Directions for this task:
Scan the records for "condition". Report each line that includes it.

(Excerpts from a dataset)
BEGIN
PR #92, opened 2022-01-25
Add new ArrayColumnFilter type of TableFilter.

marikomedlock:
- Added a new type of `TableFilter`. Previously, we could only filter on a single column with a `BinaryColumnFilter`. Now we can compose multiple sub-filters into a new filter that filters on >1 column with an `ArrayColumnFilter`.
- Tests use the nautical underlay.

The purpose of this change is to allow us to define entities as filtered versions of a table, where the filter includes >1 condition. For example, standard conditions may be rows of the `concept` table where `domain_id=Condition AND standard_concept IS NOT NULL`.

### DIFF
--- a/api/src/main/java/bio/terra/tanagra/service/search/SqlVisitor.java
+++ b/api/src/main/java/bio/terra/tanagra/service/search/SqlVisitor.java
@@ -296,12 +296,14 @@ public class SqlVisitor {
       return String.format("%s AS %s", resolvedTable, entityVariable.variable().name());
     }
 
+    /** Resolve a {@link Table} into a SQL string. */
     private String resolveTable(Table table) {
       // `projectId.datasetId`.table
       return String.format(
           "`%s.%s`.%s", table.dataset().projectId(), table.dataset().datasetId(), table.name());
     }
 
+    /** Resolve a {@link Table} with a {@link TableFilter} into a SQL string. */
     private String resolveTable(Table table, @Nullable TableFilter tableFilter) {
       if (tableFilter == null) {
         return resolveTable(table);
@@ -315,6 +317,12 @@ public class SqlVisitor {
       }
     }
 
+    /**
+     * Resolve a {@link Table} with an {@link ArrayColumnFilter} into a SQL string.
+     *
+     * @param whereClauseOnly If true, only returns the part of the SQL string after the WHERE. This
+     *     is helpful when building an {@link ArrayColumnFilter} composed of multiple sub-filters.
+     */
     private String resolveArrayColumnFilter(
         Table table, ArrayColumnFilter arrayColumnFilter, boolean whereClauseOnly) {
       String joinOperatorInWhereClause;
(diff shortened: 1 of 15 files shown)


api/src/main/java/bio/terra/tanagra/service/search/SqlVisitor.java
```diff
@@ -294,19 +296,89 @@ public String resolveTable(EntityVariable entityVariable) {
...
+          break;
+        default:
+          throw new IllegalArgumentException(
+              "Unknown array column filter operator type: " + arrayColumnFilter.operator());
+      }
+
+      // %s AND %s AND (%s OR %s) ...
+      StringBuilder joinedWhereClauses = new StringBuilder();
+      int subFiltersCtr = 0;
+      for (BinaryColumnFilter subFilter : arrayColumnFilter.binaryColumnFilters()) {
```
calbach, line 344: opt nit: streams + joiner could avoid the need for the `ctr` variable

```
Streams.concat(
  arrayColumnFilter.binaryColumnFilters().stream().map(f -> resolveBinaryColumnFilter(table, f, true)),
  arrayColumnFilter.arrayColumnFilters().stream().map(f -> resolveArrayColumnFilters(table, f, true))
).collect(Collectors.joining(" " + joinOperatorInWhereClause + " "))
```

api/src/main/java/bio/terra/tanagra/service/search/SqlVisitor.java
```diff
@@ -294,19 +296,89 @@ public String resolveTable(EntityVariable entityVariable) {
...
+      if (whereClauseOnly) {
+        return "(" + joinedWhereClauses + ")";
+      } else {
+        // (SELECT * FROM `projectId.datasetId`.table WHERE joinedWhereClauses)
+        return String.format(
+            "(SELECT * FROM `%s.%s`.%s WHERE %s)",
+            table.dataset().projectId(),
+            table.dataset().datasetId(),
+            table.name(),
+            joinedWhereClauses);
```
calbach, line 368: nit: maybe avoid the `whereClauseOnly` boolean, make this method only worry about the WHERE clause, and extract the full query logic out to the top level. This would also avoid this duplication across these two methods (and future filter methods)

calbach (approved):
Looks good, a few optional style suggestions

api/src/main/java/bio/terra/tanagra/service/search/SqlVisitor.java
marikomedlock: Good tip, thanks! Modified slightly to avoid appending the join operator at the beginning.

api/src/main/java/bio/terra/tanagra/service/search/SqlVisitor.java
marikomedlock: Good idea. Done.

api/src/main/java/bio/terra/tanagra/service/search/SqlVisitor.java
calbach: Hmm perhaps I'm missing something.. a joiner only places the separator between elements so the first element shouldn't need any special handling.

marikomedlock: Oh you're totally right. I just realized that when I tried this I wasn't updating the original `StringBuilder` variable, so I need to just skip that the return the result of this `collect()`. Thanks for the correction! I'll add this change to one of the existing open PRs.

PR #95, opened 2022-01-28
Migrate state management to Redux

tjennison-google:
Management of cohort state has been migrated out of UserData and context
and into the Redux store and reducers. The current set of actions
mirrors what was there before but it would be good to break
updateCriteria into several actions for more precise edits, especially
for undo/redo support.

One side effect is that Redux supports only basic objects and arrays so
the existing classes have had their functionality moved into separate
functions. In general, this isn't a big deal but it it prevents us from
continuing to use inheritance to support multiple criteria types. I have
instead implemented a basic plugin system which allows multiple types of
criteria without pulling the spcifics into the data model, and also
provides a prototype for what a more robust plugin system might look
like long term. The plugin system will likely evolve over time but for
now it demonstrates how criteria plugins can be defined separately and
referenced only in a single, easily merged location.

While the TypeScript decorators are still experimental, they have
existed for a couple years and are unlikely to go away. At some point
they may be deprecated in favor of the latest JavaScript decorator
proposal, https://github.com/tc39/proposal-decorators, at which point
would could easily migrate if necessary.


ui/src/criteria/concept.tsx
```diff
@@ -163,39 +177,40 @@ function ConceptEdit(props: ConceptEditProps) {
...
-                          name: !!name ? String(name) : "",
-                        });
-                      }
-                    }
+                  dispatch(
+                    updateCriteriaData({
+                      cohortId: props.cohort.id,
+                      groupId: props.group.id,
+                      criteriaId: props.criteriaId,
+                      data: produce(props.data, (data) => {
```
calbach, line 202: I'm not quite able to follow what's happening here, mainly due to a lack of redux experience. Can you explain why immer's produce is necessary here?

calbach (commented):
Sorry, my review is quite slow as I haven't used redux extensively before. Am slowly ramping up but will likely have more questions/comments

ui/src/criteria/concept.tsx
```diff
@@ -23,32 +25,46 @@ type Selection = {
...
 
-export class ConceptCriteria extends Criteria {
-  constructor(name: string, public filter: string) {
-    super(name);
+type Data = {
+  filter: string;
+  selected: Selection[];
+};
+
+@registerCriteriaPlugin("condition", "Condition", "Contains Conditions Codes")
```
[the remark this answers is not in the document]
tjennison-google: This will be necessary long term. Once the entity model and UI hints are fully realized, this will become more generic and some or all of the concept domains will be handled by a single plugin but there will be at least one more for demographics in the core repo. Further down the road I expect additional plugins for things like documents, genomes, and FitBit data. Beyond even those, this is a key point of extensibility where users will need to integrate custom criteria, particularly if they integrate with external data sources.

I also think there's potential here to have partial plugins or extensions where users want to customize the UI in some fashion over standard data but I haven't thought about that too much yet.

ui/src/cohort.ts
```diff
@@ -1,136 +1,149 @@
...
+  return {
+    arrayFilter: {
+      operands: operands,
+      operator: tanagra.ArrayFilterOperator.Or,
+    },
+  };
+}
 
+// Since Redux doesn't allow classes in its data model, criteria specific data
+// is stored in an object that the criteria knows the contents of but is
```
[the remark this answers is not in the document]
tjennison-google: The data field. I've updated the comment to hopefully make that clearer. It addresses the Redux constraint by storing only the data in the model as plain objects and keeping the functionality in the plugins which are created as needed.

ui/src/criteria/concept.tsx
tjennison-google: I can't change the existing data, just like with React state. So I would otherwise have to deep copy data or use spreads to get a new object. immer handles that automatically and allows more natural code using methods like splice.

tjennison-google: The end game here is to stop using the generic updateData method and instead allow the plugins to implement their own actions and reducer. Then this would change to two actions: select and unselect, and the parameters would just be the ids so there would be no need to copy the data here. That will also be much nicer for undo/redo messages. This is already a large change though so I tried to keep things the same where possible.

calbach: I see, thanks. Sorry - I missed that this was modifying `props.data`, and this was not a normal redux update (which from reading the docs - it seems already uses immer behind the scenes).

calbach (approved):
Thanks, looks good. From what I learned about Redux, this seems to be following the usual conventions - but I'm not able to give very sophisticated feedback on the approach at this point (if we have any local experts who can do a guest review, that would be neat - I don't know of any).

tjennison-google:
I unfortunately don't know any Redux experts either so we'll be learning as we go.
END
Written response:
The purpose of this change is to allow us to define entities as filtered versions of a table, where the filter includes >1 condition. For example, standard conditions may be rows of the `concept` table where `domain_id=Condition AND standard_concept IS NOT NULL`.
+@registerCriteriaPlugin("condition", "Condition", "Contains Conditions Codes")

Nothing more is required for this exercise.